2.

4.6K 526 24
                                    

"lisa-ya, kau mimisan lagi." Guru les Lalisa menghampiri dengan sebungkus tisu di tangan nya. Hari ini Lalisa kembali melakukan kewajiban nya tanpa telat satu detik pun.

"Gomawo unnie." Kim Sojeong adalah guru les nya. Guru ketiga nya setelah, Sunmi, dan Hyori.  Lalisa melakukan tiga sesi les setelah pulang dari sekolah nya.

Kim Sojeong atau lebih akrab nya Sowon meringis melihat luka lebam di sudut bibir Lisa. Dia sudah bisa menebak bahwa lebam itu di timbulkan oleh seojoon dan minyoung.

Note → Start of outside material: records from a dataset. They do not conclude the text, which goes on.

PR #362, opened 2023-10-20
Add negative authorization test to E2E script

okhasawn:
### Description
This PR adds a test to the E2E script that sends unauthorized credentials to the clusters.
This ensures the security of the authentication process and validates that unauthorized access is prevented.

### Issues Resolved
[MIGRATIONS-1153](https://opensearch.atlassian.net/browse/MIGRATIONS-1153)

### Check List

### DIFF
--- a/test/tests.py
+++ b/test/tests.py
@@ -164,8 +164,9 @@ class E2ETests(unittest.TestCase):
         self.assertEqual(response.status_code, HTTPStatus.OK)
 
     def test_004_negativeAuth(self):
+        # This sends negative credentials to the clusters to validate that unauthorized access is prevented.
         alphabet = string.ascii_letters + string.digits
-        for _ in range(10):  # Adjust the range as needed
+        for _ in range(10):
             username = ''.join(secrets.choice(alphabet) for _ in range(8))
             password = ''.join(secrets.choice(alphabet) for _ in range(8))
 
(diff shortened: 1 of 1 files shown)


test/tests.py
```diff
@@ -160,3 +162,20 @@ def test_003_jupyterAwake(self):
         # Making sure that the Jupyter notebook is up and can be reached.
         response = requests.get(self.jupyter_endpoint)
         self.assertEqual(response.status_code, HTTPStatus.OK)
+
+    def test_004_negativeAuth(self):
```
sumobrian, line 166: I would add what the test is doing to the function name. For example,
test_004_negativeAuth_InvalidCreds.

sumobrian: Also I would add at least one more 0 to your test case numbers.

sumobrian (changes requested):
I mentioned that you should break up test cases into separate review but I think there are few more related test cases you should add.

1. Missing Authentication: Attempt to access resources without any authentication details.

2. Invalid Authentication: Use expired, malformed, or otherwise invalid tokens, session IDs, or credentials.

I would normally add authorization tests too (where you are testing insufficient privileges) but in this case, save these for another PR.

okhasawn:
> I mentioned that you should break up test cases into separate review but I think there are few more related test cases you should add.
> 
>     1. Missing Authentication: Attempt to access resources without any authentication details.

Just addressed in a different test
 
>     2. Invalid Authentication: Use expired, malformed, or otherwise invalid tokens, session IDs, or credentials.
> 
> 

The cluster we currently deploy doesn't use token-based authentication, so at this point, this is not possible. BUT, just took a quick look and found it might be possible to use both basic and token-based authentication.

sumobrian (approved):

PR #368, opened 2023-10-24
Reliability improvements for recovering mid channel traffic streams

gregschohn:
### Description

Fix bugs within the transferral of traffic streams from the capture proxy through the CapturedTrafficToHttpTransactionAccumulator.  I’ve rewritten the state machine in the latter as I’ve also added some new states.  Along with that are a couple tests that attempt (& I believe do) test through all possible permutations of captures that are relevant to the accumulator.

To run the more E2E testing between the capture and accumulation code, I wanted to make sure that I could take advantage of the new ordering behavior in the (Kafka)Offloader but I had realized that the ordering changes ONLY went in for the KafkaCaptureFactory.  To consolidate things better, I refactored the StreamChannelConnectionCaptureSerializer to take an object in its constructor instead of a couple callback functions.  I also eliminated the hash map lookups for each of the factories so that that point of contention and suspicion is now gone (even though it was never implicated, it was another spot to check).  The Kafka offloaded as well as others now extend an OrderedStreamLifeceycleManager that chains the CompletableFutures so that the order of messages committed to durable storage is preserved.  That OrderedStreamLifeceycleManager itself extends from a base class that doesn’t provide ordering so other offloaders that don’t require ordered writes can just extend that.

I’ve also found and fixed a couple bugs/bad assumptions within the capture code.  One of the fixes was done by removing the count field from ReadSegment and WriteSegment.  We were miscalculating the size that we were budgeting for in one place.  Since no code was using it, I removed those fields.

Lastly, I’m beginning to track the TrafficStreams that are being “held” by a given request.  These are the stream objects that can be “released” (committed, forgotten, etc) by callers once the request is fully handled.  I’m using that feature in the ExhaustiveCapturedTrafficToHttpTransactionAccumulatorTest, though there are still bugs.  Partial transactions are cobbled together when they are expired and sent through with their held TrafficStreams set within the RequestResponsePairs.  That eliminates a lot of the value, but I'll figure out how to deal with that in subsequent commits.

* Category: Reliability... Enhancement, New features, Bug fix, Refactoring, Maintenance
* Why these changes are required? So that when the replayer is terminated, gracefully or not, when it picks back up, it is guaranteed to still send all requests at least once.
* What is the old behavior before changes and new behavior after changes?  New behavior should be slightly better stability.  Recovery is still a WIP.

### Issues Resolved
This work doesn't resolve any issues, but it is work toward resolving https://opensearch.atlassian.net/browse/MIGRATIONS-1392

### Testing
See ExhaustiveCapturedTrafficToHttpTransactionAccumulatorTest

### Check List


TrafficCapture/captureOffloader/src/main/java/org/opensearch/migrations/trafficcapture/OrderedStreamLifecyleManager.java
```diff
@@ -0,0 +1,17 @@
...
+    CompletableFuture<Object> futureForLastClose = CompletableFuture.completedFuture(null);
+
+    protected abstract CodedOutputStreamHolder createStream();
+
+    protected CompletableFuture<Object> closeStream(CodedOutputStreamHolder outputStreamHolder, int index) {
+        futureForLastClose = futureForLastClose.thenCompose(v -> kickoffCloseStream(outputStreamHolder, index));
+        return futureForLastClose;
+    }
+
+    protected abstract CompletableFuture<Object> kickoffCloseStream(CodedOutputStreamHolder outputStreamHolder,
```
lewijacn, line 15: Reading this at face value I don't know when I should closeStream or kickoffCloseStream. I initially thought I might have to call kickoffCloseStream before I called closeStream. Is it safe to say this is `closeAllStreamsAsync` and `closeStreamAsync`? Not tied to that name but feel like we need something to make this clearer

TrafficCapture/captureOffloader/src/main/java/org/opensearch/migrations/trafficcapture/StreamLifecycleManager.java
```diff
@@ -0,0 +1,9 @@
+package org.opensearch.migrations.trafficcapture;
+
+import java.util.concurrent.CompletableFuture;
+
+public abstract class StreamLifecycleManager {
```
lewijacn, line 5: nit: feels like an interface

lewijacn (commented):
Reviewed for capture-proxy will look at the replayer side tomorrow

TrafficCapture/captureOffloader/src/main/java/org/opensearch/migrations/trafficcapture/OrderedStreamLifecyleManager.java
gregschohn: I was not sure about the nomenclature that I chose at the time & I'm less sure of it now.
closeStream is inherited from StreamLifecycleManager.  That's what callers will be using.  The OrderedStreamLifecycleManager implements a version of closeStream() that delegates to the subclass to create a CompletableFuture and kick if off.  Nobody other than the superclass should likely call kickoffCloseStream since that will just return one CompletableFuture, not a CompletableFuture with all of the work chained together.

TrafficCapture/captureOffloader/src/main/java/org/opensearch/migrations/trafficcapture/StreamLifecycleManager.java
gregschohn: Thanks - will change.

gregschohn: I think that it was like that before I pulled the ordering out of it.

TrafficCapture/trafficReplayer/src/main/java/org/opensearch/migrations/replay/CapturedTrafficToHttpTransactionAccumulator.java
```diff
@@ -175,103 +171,139 @@ private static enum CONNECTION_STATUS {
...
+                                                                      String connectionId,
+                                                                      Instant timestamp) {
+        if (accum.state != Accumulation.State.ACCUMULATING_READS) {
+            return Optional.empty();
+        }
+
         if (observation.hasRead()) {
-            rotateAccumulationOnReadIfNecessary(connectionId, accum);
-            assert accum.state == Accumulation.State.NOTHING_SENT;
+            assert accum.state == Accumulation.State.ACCUMULATING_READS;
```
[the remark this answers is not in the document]
gregschohn: It was more of a product of refactoring.  I'll remove it in part 2.

TrafficCapture/trafficReplayer/src/main/java/org/opensearch/migrations/replay/CapturedTrafficToHttpTransactionAccumulator.java
```diff
@@ -175,103 +171,139 @@ private static enum CONNECTION_STATUS {
...
+            accum.rrPair.requestData.finalizeRequestSegments(timestamp);
+        }
+        return Optional.of(CONNECTION_STATUS.ALIVE);
+    }
+
+    private Optional<CONNECTION_STATUS> handleObservationForWriteState(Accumulation accum,
+                                                                       TrafficObservation observation,
+                                                                       String connectionId,
+                                                                       Instant timestamp) {
+        if (accum.state != Accumulation.State.ACCUMULATING_WRITES) {
```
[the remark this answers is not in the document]
gregschohn: This is defensive coding.  handleObservationForReadState() needs to do it since we fall through (actually, to this state).  There is logging at the top level if we come out of the chain without handling the observation (see [line 185](https://github.com/opensearch-project/opensearch-migrations/pull/368/files/9a7139fae08caa69b2e6322a09e671e41bc3ba5e#diff-c11d4821bd721ac56c8c6d0a1f58eec12894b9c17e7c0a45a94465c328d01156R186)

PR #371, opened 2023-10-26
Refactoring to make testing the TrafficReplayer easier.

gregschohn:
### Description

Make the JSONWriter implement a Consumer and have the replayer invoke an arbitrary Consumer so that it's easier to do different kinds of checks.  That also required me to weaken the private restriction on fields in the top-level 'tuple' class so that other writers can access the data. Inline occurrences of TrafficStreamKeyWithRequestOffset.  It was only really used by UniqueRequestKey and it makes more sense and is less error-prone to keep the source and replayer indices side-by-side.  Plus, there's no penalty of having an extra object (locality, allocation).

* Category: Refactoring
* Why these changes are required? See the FullTrafficReplayerTest to see where I'm trying to go with the changes.
* What is the old behavior before changes and new behavior after changes? Should be no difference

### Issues Resolved
None

### Testing
gradlew build

### Check List


TrafficCapture/trafficReplayer/src/main/java/org/opensearch/migrations/replay/Accumulation.java
```diff
@@ -43,8 +41,8 @@ public RequestResponsePacketPair getOrCreateTransactionPair(ITrafficStreamKey tr
         if (rrPair != null) {
             return rrPair;
         }
-        var tskWithOffset = new TrafficStreamKeyWithRequestOffset(trafficStreamKey, startingSourceRequestIndex);
-        return rrPair = new RequestResponsePacketPair(new UniqueRequestKey(tskWithOffset, getIndexOfCurrentRequest()));
+        var urk = new UniqueRequestKey(trafficStreamKey, startingSourceRequestIndex, getIndexOfCurrentRequest());
```
lewijacn, line 44: Back to UniqueRequestKey 😄

TrafficCapture/trafficReplayer/src/test/java/org/opensearch/migrations/replay/TrafficStreamGenerator.java
```diff
@@ -0,0 +1,258 @@
...
+import java.util.Optional;
+import java.util.Random;
+import java.util.concurrent.atomic.AtomicInteger;
+import java.util.function.Supplier;
+import java.util.stream.Collectors;
+import java.util.stream.IntStream;
+import java.util.stream.Stream;
+
+@Slf4j
+public class TrafficStreamGenerator {
```
lewijacn, line 23: It would be good to know how this operates at a high level. It seems like it could be very helpful, does this create traffic streams with any sequence of TrafficObservations or is there sanity checks to make more legitimate streams?

TrafficCapture/trafficReplayer/src/main/java/org/opensearch/migrations/replay/datatypes/UniqueRequestKey.java
```diff
@@ -23,12 +21,12 @@ public int getReplayerRequestIndex() {
 
     @Override
     public String toString() {
-        return trafficStreamKeyAndOffset.getTrafficStreamKey() + "." + getSourceRequestIndex() +
-                (trafficStreamKeyAndOffset.getRequestIndexOffsetAtFirstObservation() == 0 ? "" :
-                        "(offset: "+trafficStreamKeyAndOffset.getRequestIndexOffsetAtFirstObservation()+")");
+        return trafficStreamKey + "." + getSourceRequestIndex() +
+                (sourceRequestIndexOffsetAtFirstObservation == 0 ? "" :
+                        "(offset: "+sourceRequestIndexOffsetAtFirstObservation+")");
```
lewijacn, line 26: nit: offset is a little confusing to me here I would have expected initial although I may be missing the value here. I originally though this was the number of indices from the `sourceRequestInddexOffsetAtFirstObservation` so I guess I thought this was (getSourceRequestIndex() - sourceRequestInddexOffsetAtFirstObservation)

lewijacn (approved):

TrafficCapture/trafficReplayer/src/test/java/org/opensearch/migrations/replay/TrafficStreamGenerator.java
gregschohn: Totally agree.  I'll put at least a TODO on it.  The truth is that this thing is just a very specific noise machine at the moment, but it's closer to being a great utility than I had originally realized.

"Mianhe lisa-ya. Seharusnya kemarin aku tidak melaporkan pada appa mu karna kau telat." Sowon menunduk dalam, merasa bersalah pada gadis lima belas tahun di depan nya.

Tubuh kurus, mata panda, wajah pucat namun tetap tersenyum. Itu membuat relung hati Siwon terluka. Dia berpikir seberapa tersiksa nya Lalisa di dunia.

"Gwenchana unnie. Itu memang tugas mu. Aku memang harus di hukum karna telat. Aku tidak bisa menjadi pewaris perusahaan appa jika tak disiplin."

Lalisa memaaf kan Sowon. Dia tau bahwa seojoon selalu meminta guru les nya untuk memberitahukan setiap gerakan yang Lalisa buat saat les.

Menurut nya Sowon tak bersalah di sini karna diamenjalankan tugas nya, justru dirinya sendiri lah yang salah karna terlambat.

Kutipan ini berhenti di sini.